Privacy By Design is built around 7 principles:
- Take preventive measures proactively to avoid personal data breaches: anticipate and prevent privacy breaches before they occur.
- Provide default privacy protection, i.e., automated and implicit privacy protection. This protection must be assumed and automatic: the data subject should not need to request or implement it themselves
- Privacy by design of systems and business practices: privacy must be built into the architecture of the information system from the outset, and privacy features must be built into the practice
- Ensure protection throughout the personal data retention period: all necessary measures must be implemented to ensure protection throughout the retention period, and data destruction at the end of said period
- Ensure integrated protection of privacy: privacy protection must be ensured while simultaneously considering the organization’s legitimate interests and objectives
- Respect user privacy: the interests of data subjects are the priority, and organizations must consider them during project design following privacy regulations
- Ensure visibility and transparency of an organization’s practices: every aspect of the systems involved in personal data protection must be visible and transparent in case of an audit. This helps build trust
Privacy By Design principles must be taken into consideration every time a change occurs in an organization (e.g., new technology for processing personal data).
DPIA: Risk Analysis and Prevention
What is a GDPR DPIA?
An impact assessment is a tool to make organizations accountable for their personal data processing. More specifically, it is a security risk assessment that focuses on personal data likely to represent a high risk for the rights and freedoms of data subjects when their data is processed.
Which processing activities require a GDPR DPIA?
GDPR Article 35 provides a non-exhaustive list of processing activities for which a DPIA is mandatory:
- Large-scale data processing
- Systematic surveillance
- Automatic decisions with legal repercussions
- Processing of sensitive personal data
- Evaluation or rating based on personal data, including profiling and prediction
- Processing of biometric data and data relating to criminal offenses and convictions
- Processing relating to new/innovative technologies
- Data cross-referencing
The DPIA is mandatory only if two of the above criteria are met.

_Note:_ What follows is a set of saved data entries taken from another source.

PR #1857, opened 2019-09-11
[release-5.0] Set syncType based on lookup's syncType if RECOVERY_LOOKUP_SYNC

sandipbhoir:
## Backward Compatibility

### Implementation

- [ ] **ready for review**

- [ ] local machine test

- [ ] small-scale cloud test

### DIFF
--- a/src/libZilliqa/Zilliqa.cpp
+++ b/src/libZilliqa/Zilliqa.cpp
@@ -280,6 +280,7 @@ Zilliqa::Zilliqa(const PairOfKey& key, const Peer& peer, SyncType syncType,
         // When doing recovery, make sure to let other lookups know I'm back
         // online
         if (LOOKUP_NODE_MODE) {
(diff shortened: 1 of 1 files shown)


src/libZilliqa/Zilliqa.cpp
```diff
@@ -274,10 +274,12 @@ Zilliqa::Zilliqa(const PairOfKey& key, const Peer& peer, SyncType syncType,
         break;
       case SyncType::RECOVERY_ALL_SYNC:
         LOG_GENERAL(INFO, "Recovery all nodes");
+        if (m_mediator.m_lookup->GetSyncType() == SyncType::RECOVERY_ALL_SYNC) {
```
ShengguangXiao: I think this check will never go true, because we never call SetSyncType(SyncType::RECOVERY_ALL_SYNC)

The local supervisory authorities reserve the right to expand the list of processing activities requiring an impact assessment.
Use cases
Your company wishes to implement a system to scan outgoing emails to detect potential confidential information leaks by your employees. Your Data Protection Officer (DPO) is informed and recommends the implementation of a DPIA because such a system represents processing that meets at least two criteria: systematic monitoring and the use of innovative technologies.
How do you conduct a GDPR DPIA?
The data controller is responsible for conducting the DPIA. It must be carried out before the processing activity is implemented.

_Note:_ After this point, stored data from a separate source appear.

PR #1863, opened 2019-09-12
AccountStore InitSoft call missing for RejoinAsNewLookup

sandipbhoir:
## Description
Clean variables such that AccountStore::InitSoft should be called

## Backward Compatibility

### Implementation

- [ ] **ready for review**

- [ ] local machine test

- [ ] small-scale cloud test


sandipbhoir:
closed the PR since lagging node now continue syncing from lookup instead of S3.

PR #1884, opened 2019-09-18
Using bool operator to check address

ShengguangXiao:
## Description

Using bool operator to check address, the current compare method always need to create a temporary Address object, after compare it will be disposed, which is not efficient.

## Backward Compatibility

### Implementation

- [x] **ready for review**

- [x] local machine test

- [x] small-scale cloud test


ansnunez:
@ShengguangXiao it looks like we have `const Address NullAddress` defined in Address.h, and some code still uses `== NullAddress`.  Shall we change all parts to use one way?

ShengguangXiao:
> @ShengguangXiao it looks like we have `const Address NullAddress` defined in Address.h, and some code still uses `== NullAddress`. Shall we change all parts to use one way?

Using "== NullAddress" the readability is better, but using bool operator is more efficient, because it only access one address in memory.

There are several ways to conduct a DPIA.
Briefly, a DPIA describes the full legal justification for the processing activity and all potential negative consequences for data subjects. If the risks to data subjects are too high, measures to mitigate these risks must be implemented and described. If the risks are small, the processing activity can be implemented.
Simplify your GDPR compliance with our free white paper and checklist on Data Protection Impact Assessments (DPIAs).
Learn when a DPIA is required, how to assess high-risk processing like AI or sensitive data, and implement effective risk mitigation.
A practical guide for DPOs, compliance officers, and legal teams to stay accountable and avoid enforcement issues.
Conclusion
The General Data Protection Regulation (GDPR) is the main European legal framework governing the protection of personal data. It has been in force since May 25, 2018, and applies to any organization processing the data of individuals located within the European Union. It strengthens transparency, expands the rights of data subjects, and significantly increases the accountability of both private and public entities regarding the processing of personal data, with substantial penalties in the event of non-compliance.